Metamath Proof Explorer


Theorem lsws3

Description: The last symbol of a 3 letter word is its third symbol. (Contributed by AV, 8-Feb-2021)

Ref Expression
Assertion lsws3
|- ( C e. V -> ( lastS ` <" A B C "> ) = C )

Proof

Step Hyp Ref Expression
1 s3cli
 |-  <" A B C "> e. Word _V
2 lsw
 |-  ( <" A B C "> e. Word _V -> ( lastS ` <" A B C "> ) = ( <" A B C "> ` ( ( # ` <" A B C "> ) - 1 ) ) )
3 1 2 mp1i
 |-  ( C e.
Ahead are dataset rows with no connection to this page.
PR #13, opened 2023-12-19
Feature/create user log in and registration endpoints

saulRM10:
**### WIP WORKING ON ADDING TESTS** 
**Summary**

1. Created User, Role and Group Models. Included migration create the tables in the database. May notice that the User migration contains explicit associations between the Group and Role tables as `groupId` and `roleId` are foreign keys in the user table 
2. Created controllers for each model, with simple create functionality 
3. User model contains functionality to hash and salt user's passwords when creating a new password using the `Bcrypt` package. Also uses it to compare passwords when user logs in. This hashing and compare passwords logic is in the user model file but its used in the `config/passport.js` file. 
4. Cleaned up `app.js` by using router, thus created `router/modelName.routes.js` file system. 
5.  Updates: Using `validate()` to validate data against the model's constraints !! And all wrapped in the `try` `catch` so if there is an error it won't crash the app

Manual Testing:

1.  if in `main` branch, `git pull`
2.  switch onto the branch `git checkout feature/craete-user-log-in-n-registration `
3. run `npm install`
4. run migration so you get the new User, Group and Role tables !!!!!:  If in root directory then `cd server` as there is where the migration folder is located in and then run `npx sequelize-cli db:migrate`
5. Double check your database and make sure new migrations ran successfully and you have the new tables 
6. Go to post man and  set to send a `post` request
7. `http://localhost:80/[model-name]/[end-point-that-can-be-found-in-the-route-files-in-the-route-folder` 
8. go to the **Body** tab 
9. select `x-www-form-urlencoded`
10.  set up key value pairs. Reference the model to get the names of the keys. Note if you want to create a new user like in the screenshot provided there needs to be an existing group and role because you need to include a `groupId` and `roleId` 
Screenshot 2023-12-13 at 3 45 49 PM


abanuelo (approved):
LGTM! Great work on adding model validation before create requests and explicitly using `router.post` inside the router files. Also great work on adding the necessary info for users in the passport serializeUser function! Also tested that frontend calls to your backend routes work! Great work! 

Honestly if you wanted to drop in test cases in another PR that is cool too and just call it `test/craete-user-login-in-n-registration`, up to you! That way you don't have so much in a single PR 👍 
Screenshot 2023-12-19 at 11 38 33 AM

saulRM10:
> LGTM! Great work on adding model validation before create requests and explicitly using `router.post` inside the router files. Also great work on adding the necessary info for users in the passport serializeUser function! Also tested that frontend calls to your backend routes work! Great work!
> 
> Honestly if you wanted to drop in test cases in another PR that is cool too and just call it `test/craete-user-login-in-n-registration`, up to you! That way you don't have so much in a single PR 👍 Screenshot 2023-12-19 at 11 38 33 AM

I am still working on the tests, but ill go ahead and create a separate pr so @Jen-464  can get access to these endpoints and connect them to the log in page.

PR #15, opened 2024-01-31
Tests for user log in and registration

saulRM10:
**Summary** 
- test for user , group and role controllers 
- test for group and role routes 
- TODO test for the `login` route, hard to test the route because it is using passport.js middleware  `passport.authenticate()`  , having a hard time mocking in the tests 
- Fix: fixed the session issue, it required me to update the way i was calling passport middleware

### DIFF
--- a/server/routes/user.routes.js
+++ b/server/routes/user.routes.js
@@ -3,9 +3,20 @@
 const express = require("express");
 const router = express.Router();
 const UserController = require("../controllers/user.controller");
+const passport = require("passport");
+
+router.get("/loginReactPageHere", (req, res) => {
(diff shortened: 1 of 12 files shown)


server/routes/user.routes.js
```diff
@@ -3,9 +3,20 @@
...
+router.get("/loginReactPageHere", (req, res) => {
+  res.json({ message: "Invalid email or password, try again" });
+});
 
 router.post("/register", UserController.registerUser);
 
-router.post("/login", UserController.logInUser);
+router.post(
+  "/login",
+  passport.authenticate("local", {
```
saulRM10, line 16: call the passport authentication middleware and if successful it will continue to the controller function

PR #26, opened 2024-03-25
feat: add error handler middleware

villaleo:
This change introduces an error handler middleware function.

The error handler middleware streamlines the error handling process. It will enable our errors returned by endpoints to remain consistent. Errors will be in the form of
```json
{
    "message": "An error occurred.",
    "stack": "Error: An error occurred\n at /Users/..."
}
```
The `message` property contains the reason for the error and the `stack` property displays the error's stack trace.
> For safety reasons, the `stack` property will have a value of `[hidden]` when in the production environment.

## Summary by CodeRabbit

- **Refactor**
	- Positioned the `errorHandler` middleware as the last middleware in the Express app setup.
	- Introduced a middleware function `errorHandler` to handle errors by sending an error response with a message and stack trace, hiding the stack trace in the production environment.

### DIFF
--- a/server/app.js
+++ b/server/app.js
@@ -12,6 +12,7 @@ const GroupRoutes = require("./routes/group.routes");
 const RoleRoutes = require("./routes/role.routes");
 const UserRoutes = require("./routes/user.routes");
 const PlayerRoutes = require("./routes/player.routes");
+const { errorHandler } = require("./middlewares");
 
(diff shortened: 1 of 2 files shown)


saulRM10 (approved):
Looks good, thanks for the update of the middleware file

villaleo (commented):
Done!

PR #28, opened 2024-03-27
Create division routes and controller

humbertodiazp:
https://cascarita.atlassian.net/browse/C1-39

## Summary by CodeRabbit

- **New Features**
    - Introduced Division management functionalities within the application, including creating, updating, retrieving, and deleting divisions.
    - Added new server routes for division-related operations.

- **Tests**
    - Implemented comprehensive test cases for division-related routes to ensure functionality covers all specified scenarios, including error handling and data validation.

- **Refactor**
    - Updated relationships in data models to align with new division functionalities, ensuring proper data integrity and association between divisions, groups, and sessions.


abanuelo (changes requested):
Great work so far @humbertodiazp I really like how you have created a folder underneath `/server/__tests__/` called `controllerTests` and 'routeTests'. Since `controllerTests` and `routeTests` are both sub directories underneath the '__tests__', I think we don't need to add the `Tests` suffix to the folder name. Feel free to rename to just the `controller` and `route` folders.

server/routes/division.routes.js
```diff
@@ -5,10 +5,8 @@ const DivisionController = require('../controllers/division.controller');
 const router = express.Router();
 
 router.post('/', DivisionController.create);
-router.put('/:id', DivisionController.update);
-// router.put('/archive/:groupId', DivisionController.archiveByGroupId);
+router.patch('/:id', DivisionController.update);
 router.get('/group/:groupId', DivisionController.getByGroupId);
```
JesusGo115, line 9: This route should be consistent with the other routes. Don't include the /group and just keep the /:groupId

humbertodiazp: Thanks! Updated the routes and related test for consistency.

humbertodiazp:
> Great work so far @humbertodiazp I really like how you have created a folder underneath `/server/__tests__/` called `controllerTests` and 'routeTests'. Since `controllerTests` and `routeTests` are both sub directories underneath the '**tests**', I think we don't need to add the `Tests` suffix to the folder name. Feel free to rename to just the `controller` and `route` folders.


Hey Armando! Sorry I missed your message. Thank you for the feedback. I agree that we don't necessarily need to add the suffix, however, I didn't actually create those folders/sub-folders so not sure I cant make that change. But if we all agree on this, I will go ahead and change it.

server/controllers/division.controller.js
```diff
@@ -0,0 +1,100 @@
...
+            if (!group) {
+                return res.status(400).json({ error: 'Group does not exist' });
+            }
+
+            const isUnique = await isDivisionNameUnique(group_id, name);
+            if (!isUnique) {
+                return res.status(400).json({ error: 'Division name is already taken.' });
+            }
+
+            const division = await Division.create({ group_id, name });
```
saulRM10, line 25: in your model you have a validation object for checking length, to use those validate objects in the model you need to call `modelName.validate(newDivision)`  reference `GroupController.createGroup()` atm it looks like it will allow a user to submit an empty , really short or really long division name

server/controllers/division.controller.js
```diff
@@ -0,0 +1,100 @@
...
+            const { id } = req.params;
+            const { name } = req.body;
+
+            const division = await Division.findByPk(id);
+            if (!division) {
+                return res.status(404).json({ error: 'Division not found' });
+            }
+
+            const group_id = division.group_id;
+            const isUnique = await isDivisionNameUnique(group_id, name);
```
saulRM10, line 45: i notice this gets repeated couple times:

`           const division = await Division.findByPk(id);
            if (!division) {
                return res.status(404).json({ error: 'Division not found' });
            }`
            
            i think that logic could be implemented in you `isDivisionNameUnique` or make a validate parameter for group_id in the model , saying it must exist

server/controllers/division.controller.js
```diff
@@ -0,0 +1,100 @@
...
+            if (!isUnique) {
+                return res.status(400).json({ error: 'Division name is already taken.' });
+            }
+
+            await division.update({ name });
```
saulRM10, line 50: here you can call the `validate()` to ensure it does not let the user update the division name with an empty name, really short or really long name. Reference group controller update function

server/__tests__/routeTests/division.routes.test.js
```diff
@@ -0,0 +1,134 @@
...
+
+    expect(response.status).toBe(404);
+    expect(response.body).toMatchObject({
+      message: "No divisions found for the given group ID",
+    });
+  });
+
+  // ------------------- Create Tests ----------------
+
+  it("should handle POST /", async () => {
```
saulRM10, line 52: add a test case for passing in a really short to really long name, like you specified in the model min 2 chars, max 50 chars

saulRM10 (changes requested):
left some comments, good job Humberto. Add another test case and address my comments  in your controller and we can merge this pr !

PR #37, opened 2024-04-09
fix!: decouple season from group

villaleo:
- Updates `models/season.js` and `models/group.js` to remove the references between `Group` and `Season`.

V -> ( lastS ` <" A B C "> ) = ( <" A B C "> ` ( ( # ` <" A B C "> ) - 1 ) ) )
4 s3len
 |-  ( # ` <" A B C "> ) = 3
5 4 oveq1i
 |-  ( ( # ` <" A B C "> ) - 1 ) = ( 3 - 1 )
6 3m1e2
 |-  ( 3 - 1 ) = 2
7 5 6 eqtri
 |-  ( ( # ` <" A B C "> ) - 1 ) = 2
8 7 fveq2i
 |-  ( <" A B C "> ` ( ( # ` <" A B C "> ) - 1 ) ) = ( <" A B C "> ` 2 )
9 8 a1i
 |-  ( C e. V -> ( <" A B C "> ` ( ( # ` <" A B C "> ) - 1 ) ) = ( <" A B C "> ` 2 ) )
10 s3fv2
 |-  ( C e. V -> ( <" A B C "> ` 2 ) = C )
11 3 9 10 3eqtrd
 |-  ( C e. V -> ( lastS ` <" A B C "> ) = C )